*** DATA EXCERPTS ***

PR #1771, opened 2016-09-02
[WFCORE-1759] secret value in non-interactive mode

hradecek:
JIRA: https://issues.jboss.org/browse/WFCORE-1759

### DIFF
--- a/domain-management/src/main/java/org/jboss/as/domain/management/security/adduser/AddUser.java
+++ b/domain-management/src/main/java/org/jboss/as/domain/management/security/adduser/AddUser.java
@@ -98,6 +98,9 @@ public class AddUser {
         }
         stateValues.setHowInteractive(howInteractive);
 
+        final boolean shouldDisplaySecret = Boolean.valueOf(argsCliProps.getProperty(CommandLineArgument.DISPLAY_SECRET.key()));
+        stateValues.setDisplaySecret(shouldDisplaySecret);
+
         // Username should not be null or empty.
         if (user == null || user.isEmpty()) {
             nextState = new ErrorState(theConsole, DomainManagementLogger.ROOT_LOGGER.noUsernameExiting(), null, stateValues);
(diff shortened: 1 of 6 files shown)


domain-management/src/main/java/org/jboss/as/domain/management/security/adduser/AddUser.java
```diff
@@ -405,6 +413,12 @@ public String instructions() {
             public String instructions() {
                 return DomainManagementLogger.ROOT_LOGGER.argHelp();
             }
+        },
+        DISPLAY_SECRET("-sv", "--secret") {
```
darranl: Where does the 'v' come from?

darranl:
The original issue was in the wrong project, can you please update the commit and PR to reference WFCORE-1759.

domain-management/src/main/java/org/jboss/as/domain/management/security/adduser/AddUser.java
hradecek: It comes from a "**s**ecret **v**alue", as also _--help_ output would suggest you.
See [DomainManagementLogger.java#L1447](https://github.com/hradecek/wildfly-core/blob/ff3cda09e37c52bd79b635b795e85a35fbcc7095/domain-management/src/main/java/org/jboss/as/domain/management/logging/DomainManagementLogger.java#L1447) for help string.

darranl: IMO I think this may be better to be something along the lines of --display-secret and -ds this way the abbreviated form would have a closer relationship with the full form - also there will be no ambiguity of anyone thinks the argument means to set the secret value.

bstansberry:
this is ok to test

domain-management/src/main/java/org/jboss/as/domain/management/security/adduser/AddUser.java
hradecek: Indeed, that sounds more accurate. I've made the changes.

darranl:
@bstansberry if we get a clean run I think this is good to merge.

PR #1772, opened 2016-09-02
[WFCORE-952] Use standard null checks

dmlloyd:


dmlloyd:
https://issues.jboss.org/browse/WFCORE-952

dmlloyd:
It's retesting, not sure why it's showing failure still.  Whatever

bstansberry:
Looks like modules are missing dependencies on org.wildfly.common.

dmlloyd:
hmm it definitely *was* but it should be fixed in my updated commits, and it seemed to be working locally.  I'll check it again.

dmlloyd:
Should be OK now.  Sorry about that!

dmlloyd:
Guess I didn't run with -DallTests.

host-controller/src/main/java/org/jboss/as/domain/controller/resources/DomainRootDefinition.java
```diff
@@ -361,7 +361,7 @@ public void initialize(ManagementResourceRegistration resourceRegistration) {
         @Override
         public void validateParameter(String parameterName, ModelNode plan) throws OperationFailedException {
             if(plan == null) {
-                throw new OperationFailedException(DomainControllerLogger.ROOT_LOGGER.nullVar("plan").getLocalizedMessage());
+                throw new OperationFailedException(DomainControllerLogger.ROOT_LOGGER.nullVar("plan"));
```
bstansberry: This should have been an assert in the first place -- https://issues.jboss.org/browse/WFCORE-1769. I'll fix that after I merge this.

bstansberry:
If you plan to squash let me know; otherwise I'll merge this as is in my next batch.

PR #1778, opened 2016-09-06
Fix for WFCORE-1767. Exception on ValueType completion

jfdenise:
Fixed the problem highlighted by the jgroup protocol complex type. A property named type was part of the set of valid properties. It revealed incorrect piece of code.

- Found an issue during testing with List of simple types.
- Added new unit tests for jgroups and list of simple types.


aloubyansky:
This change looks good to merge, thanks!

***

# WHAT THIS TASK INVOLVES:
Your task is to retype the records precisely as they stand.

# WRITTEN RESPONSE:
PR #1771, opened 2016-09-02
[WFCORE-1759] secret value in non-interactive mode

hradecek:
JIRA: https://issues.jboss.org/browse/WFCORE-1759

### DIFF
--- a/domain-management/src/main/java/org/jboss/as/domain/management/security/adduser/AddUser.java
+++ b/domain-management/src/main/java/org/jboss/as/domain/management/security/adduser/AddUser.java
@@ -98,6 +98,9 @@ public class AddUser {
         }
         stateValues.setHowInteractive(howInteractive);
 
+        final boolean shouldDisplaySecret = Boolean.valueOf(argsCliProps.getProperty(CommandLineArgument.DISPLAY_SECRET.key()));
+        stateValues.setDisplaySecret(shouldDisplaySecret);
+
         // Username should not be null or empty.
         if (user == null || user.isEmpty()) {
             nextState = new ErrorState(theConsole, DomainManagementLogger.ROOT_LOGGER.noUsernameExiting(), null, stateValues);
(diff shortened: 1 of 6 files shown)


domain-management/src/main/java/org/jboss/as/domain/management/security/adduser/AddUser.java
```diff
@@ -405,6 +413,12 @@ public String instructions() {
             public String instructions() {
                 return DomainManagementLogger.ROOT_LOGGER.argHelp();
             }
+        },
+        DISPLAY_SECRET("-sv", "--secret") {
```
darranl: Where does the 'v' come from?

darranl:
The original issue was in the wrong project, can you please update the commit and PR to reference WFCORE-1759.

domain-management/src/main/java/org/jboss/as/domain/management/security/adduser/AddUser.java
hradecek: It comes from a "**s**ecret **v**alue", as also _--help_ output would suggest you.
See [DomainManagementLogger.java#L1447](https://github.com/hradecek/wildfly-core/blob/ff3cda09e37c52bd79b635b795e85a35fbcc7095/domain-management/src/main/java/org/jboss/as/domain/management/logging/DomainManagementLogger.java#L1447) for help string.

darranl: IMO I think this may be better to be something along the lines of --display-secret and -ds this way the abbreviated form would have a closer relationship with the full form - also there will be no ambiguity of anyone thinks the argument means to set the secret value.

bstansberry:
this is ok to test

domain-management/src/main/java/org/jboss/as/domain/management/security/adduser/AddUser.java
hradecek: Indeed, that sounds more accurate. I've made the changes.

darranl:
@bstansberry if we get a clean run I think this is good to merge.

PR #1772, opened 2016-09-02
[WFCORE-952] Use standard null checks

dmlloyd:


dmlloyd:
https://issues.jboss.org/browse/WFCORE-952

dmlloyd:
It's retesting, not sure why it's showing failure still.  Whatever

bstansberry:
Looks like modules are missing dependencies on org.wildfly.common.

dmlloyd:
hmm it definitely *was* but it should be fixed in my updated commits, and it seemed to be working locally.  I'll check it again.

dmlloyd:
Should be OK now.  Sorry about that!

dmlloyd:
Guess I didn't run with -DallTests.

host-controller/src/main/java/org/jboss/as/domain/controller/resources/DomainRootDefinition.java
```diff
@@ -361,7 +361,7 @@ public void initialize(ManagementResourceRegistration resourceRegistration) {
         @Override
         public void validateParameter(String parameterName, ModelNode plan) throws OperationFailedException {
             if(plan == null) {
-                throw new OperationFailedException(DomainControllerLogger.ROOT_LOGGER.nullVar("plan").getLocalizedMessage());
+                throw new OperationFailedException(DomainControllerLogger.ROOT_LOGGER.nullVar("plan"));
```
bstansberry: This should have been an assert in the first place -- https://issues.jboss.org/browse/WFCORE-1769. I'll fix that after I merge this.

bstansberry:
If you plan to squash let me know; otherwise I'll merge this as is in my next batch.

PR #1778, opened 2016-09-06
Fix for WFCORE-1767. Exception on ValueType completion

jfdenise:
Fixed the problem highlighted by the jgroup protocol complex type. A property named type was part of the set of valid properties. It revealed incorrect piece of code.

- Found an issue during testing with List of simple types.
- Added new unit tests for jgroups and list of simple types.


aloubyansky:
This change looks good to merge, thanks!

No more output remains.